Throwing light on The Fabelmans and the end of Happy Valley…

Seeing The Fabelmans, Steven Spielberg’s love letter to cinema, in the afternoon before watching the final episode of Happy Valley stirs thoughts on how we watch.

The Spielberg film is an autobiographical fiction woven from his early life: his anxiety, a nascent love of film, his parents’ divorce.

The screening is introduced by a short speech in which the director thanks everyone for going to see his film at a cinema full of other people. Ironically, there were only about 20 of us in the audience to hear that, but there you go.

In the scene that follows, young Sammy Fableman is taken by his parents to see The Greatest Show On Earth. A panning shot shows row upon row of cinemagoers, their faces tipped expectantly towards the screen, none more so than nervous young Sammy on his first trip to the cinema.

Then and now, and all that. But Spielberg is right: seeing a film in a cinema is just so much better. No Twitter or newspaper to distract you/me; no newspaper to pick up and shake annoyingly in quiet moments. Just a big screen to swallow your attention whole.

The Fabelmans is filled with light and shadows and has a deft touch in introducing the tyro director’s early obsession with film, and in handling the family’s difficulties. At times it almost feels as if you are watching the grandest home movie ever made.

Mark Kermode in The Observer was both warm and a touch lukewarm about the film, but it seemed better than that to this fan of still going to see films with others, to share the experience, and to absorb a film (and meet a friend for a drink afterwards in a proper pub, as is required in law).

It is his mother Mitzi who buys the younger Sammy his first camera, helping him to recreate the train crash from The Greatest Show On Earth, using his new camera and his now dented trainset.

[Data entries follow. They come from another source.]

PR #1, opened 2023-06-14
added user modal and updated user-profile user fetching method

UncleBu1728:
added a model for new users to input names to avoid undefined name column
updated user-profile method to get user data

### DIFF
--- a/src/pages/index.tsx
+++ b/src/pages/index.tsx
@@ -1,4 +1,6 @@
 import {
+  Alert,
+  AlertIcon,
   Avatar,
   Box,
   Button,
@@ -6,13 +8,21 @@ import {
   CardBody,
   CardHeader,
   Flex,
+  Modal,
+  ModalOverlay,
+  ModalContent,
+  ModalHeader,
+  ModalBody,
   Heading,
   StackDivider,
   Text,
   VStack,
   useColorModeValue,
+  FormLabel,
+  Input,
+  FormControl,
 } from '@chakra-ui/react';
-import React from 'react'
+import React, { useState } from 'react';
 import { NextPageWithLayout } from "../NextPageWithLayout";
 import AppLayout from "../layouts";
 import useUserInfo from "../useUserInfo";
@@ -21,15 +31,102 @@ import tClientNext from "../tClientNext";
 import PublicUser from '../shared/publicModels/PublicUser';
 import PublicGroup from '../shared/publicModels/PublicGroup';
 import { MdVideocam } from 'react-icons/md';
+import { HSeparator } from 'horizon-ui/components/separator/Separator';
+import { IYuanjianUser } from 'shared/user';
+import { toast } from "react-toastify";
 
 const AppIndex: NextPageWithLayout = () => {
   const user = useUserInfo();
+  if(!user.name){
+    return <Box paddingTop={'80px'}><SetName u = {user} /><Meetings /></Box>
+  };
   return <Box paddingTop={'80px'}><Meetings /></Box>;
 }
 
 AppIndex.getLayout = (page) => <AppLayout>{page}</AppLayout>;
 
 export default AppIndex;
+
+function SetName({u} : {u:IYuanjianUser}) {
+  const textColor = useColorModeValue('navy.700', 'white');
+  const brandStars = useColorModeValue('brand.500', 'brand.400');
+  const [isOpen, setOpen] = useState(true);
+  const [name, setName] = useState('');
+  
+  const handleSubmit = async () => {
+    if (name) {
+      const updatedUser: IYuanjianUser = {
+        id: u.id,
+        pinyin: name,
+        name: name,
+        email: u.email,
+        roles: u.roles,
+        clientId: u.clientId,
+      };
+
+      tClientBrowser.user.updateProfile.mutate(updatedUser).then(
+        res => {
+          if (res === "ok") {
+            console.log("user update succeeded");
+            setOpen(false);     
+          }
+        }
+      ).catch(e => toast.error(e.message, { autoClose: false }))
+    };
+  };
+
+  return (
+    <Modal isOpen={isOpen} onClose={() => setOpen(false)}>
+      <ModalOverlay />
+      <ModalContent>
+        <ModalHeader>新用户登录</ModalHeader>
+        <ModalBody>
+          <Text>
+            请填写个人中文全名
+          </Text>
+          <Box mt={4}>
+            <Flex align='center' mb='25px'>
+              <HSeparator />
+            </Flex>
+            <FormControl>
+              <FormLabel display='flex' ms='4px' fontSize='md' fontWeight='500' color={textColor} mb='8px'>
+                Email: <Text ml={4} fontSize='md' fontWeight='900' color={textColor}>{u.email}</Text>
+              </FormLabel>
+              {!name && (
+                <Alert status="error" mt={4}>
+                  <AlertIcon />
+                  用户姓名不能为空
+                </Alert>
+              )}
+              <FormLabel display='flex' ms='4px' fontSize='md' fontWeight='500' color={textColor} mb='8px'>
+                姓名<Text color={brandStars}>*</Text>
+              </FormLabel>
+              <Input
+                isRequired={true}
+                value={name}
+                onChange={(e) => setName(e.target.value)}
+                variant='auth'
+                fontSize='sm'
+                ms={{ base: '0px', md: '0px' }}
+                type='email'
+                placeholder='张三'
+                mb='24px'
+                fontWeight='500'
+                size='lg'
+              />
+              <Button
+                onClick={handleSubmit}
+                loadingText='Creating'
+                fontSize='sm' variant='brand' fontWeight='500' w='100%' h='50' mb='24px'>
+                确认提交
+              </Button>
+            </FormControl>
+          </Box>
+        </ModalBody>
+      </ModalContent>
+    </Modal>
+  );
+}
 
 function Meetings() {
   const { data } = tClientNext.myMeetings.list.useQuery({});
@@ -42,7 +139,7 @@ function Meetings() {
       </CardHeader>
       <CardBody>
         <VStack divider={<StackDivider />} align='left' spacing='6'>
-          {data && 
+          {data &&
             data.groupList.map((group: PublicGroup, idx: any) => Meeting(myUserId, group, data.userMap))
           }
         </VStack>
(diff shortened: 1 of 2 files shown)


src/pages/index.tsx
```diff
@@ -21,16 +31,103 @@ import tClientNext from "../tClientNext";
 import PublicUser from '../shared/publicModels/PublicUser';
 import PublicGroup from '../shared/publicModels/PublicGroup';
 import { MdVideocam } from 'react-icons/md';
+import { HSeparator } from 'horizon-ui/components/separator/Separator';
+import { IYuanjianUser } from 'shared/user';
+import { toast } from "react-toastify";
 
 const AppIndex: NextPageWithLayout = () => {
   const user = useUserInfo();
+  if(!user.name){
```
weihanwang, line 40: spaces needed before ( and after ). alternatively, install formatter to automatically format changed portion of a source file on file saving.

src/pages/index.tsx
```diff
@@ -21,16 +31,103 @@ import tClientNext from "../tClientNext";
...
+    return <Box paddingTop={'80px'}><SetName u = {user} /><Meetings /></Box>
+  };
   return <Box paddingTop={'80px'}><Meetings /></Box>;
 }
 
 AppIndex.getLayout = (page) => <AppLayout>{page}</AppLayout>;
 
 export default AppIndex;
 
+function SetName({u} : {u:IYuanjianUser}) {
```
weihanwang, line 50: 1. `SetNameModal` to indicate the returned component type
2. add a space after :. please also check format for the rest of the PR.

src/pages/index.tsx
```diff
@@ -21,16 +31,103 @@ import tClientNext from "../tClientNext";
...
 import PublicGroup from '../shared/publicModels/PublicGroup';
 import { MdVideocam } from 'react-icons/md';
+import { HSeparator } from 'horizon-ui/components/separator/Separator';
+import { IYuanjianUser } from 'shared/user';
+import { toast } from "react-toastify";
 
 const AppIndex: NextPageWithLayout = () => {
   const user = useUserInfo();
+  if(!user.name){
+    return <Box paddingTop={'80px'}><SetName u = {user} /><Meetings /></Box>
```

Gabriel LaBelle is a perfect fit for the filmmaker as a teenager: small and nervous, angry and clever, sure of himself, and yet doubting too. He uses the camera to film a family camping holiday, and accidentally records signs of hidden love between Mitzi and her husband’s best friend, something that begins her unravelling, and accelerates the falling apart of the family.

Michelle Williams is brightly but oddly mannered as Mitzi, as if she is conscious of playing the role of mother, and perhaps that’s the idea: as Mitzi is pretending to be someone she isn’t.

When the family moves to California, the teenage Sammy faces antisemitism and bullying at high school. He uses his camera to win friends, and as a weapon to exact revenge on his enemies in a manner he only half understands.

The family’s name is, I guess, a play on fable, as in stories: a family tale from someone who will fill his life with many other stories.

Incidentally, the wonderful and funny denouement alone is worth the price of entry to a proper cinema.

If The Fabelmans is filled with brightness, Happy Valley is dunked in the rain and drabness of West Yorkshire, although brightness sometimes falls on Sally Wainwright’s truly great crime drama.

It fleetingly flames those moorland panoramas on the screen, and brightens the script too, as Wainwright spins humour from character and situation.

The conclusion of Happy Valley was brutal and funny, and unexpectedly tender, too.

 

After the guessing games, all the fan theories, we got to see how Wainwright chose to conclude her Yorkshire epic about Sergeant Catherine Cawood and her nemesis, the psychopathic criminal, Tommy Lee Royce (a terrifyingly horrible turn from the usually urbane James Norton).

Sarah Lancashire’s performance as Cawood was just such a perfect fit: you feel you are watching a rounded, bruised woman tramping through that valley in her exhaustion, trudging to the end, stubborn, valiant, and ready to call a twat a twat.

The real drama came the previous week with Tommy’s escape from court, and two story strands – that of the murdering chemist and the bullying PE teacher ­­– were tied up a little swiftly last night, almost as an after-thought.

A longer series would have been good, but all TV dramas have to end, and we’ve been lucky enough to see Happy Valley unfold over the weeks, over the years.

No binge-watching here, no televisual gluttony. The country bunched together at the same time on the Sunday sofa, crisps and all, the way it used to be. The closest television comes to seeing a new film at a proper cinema.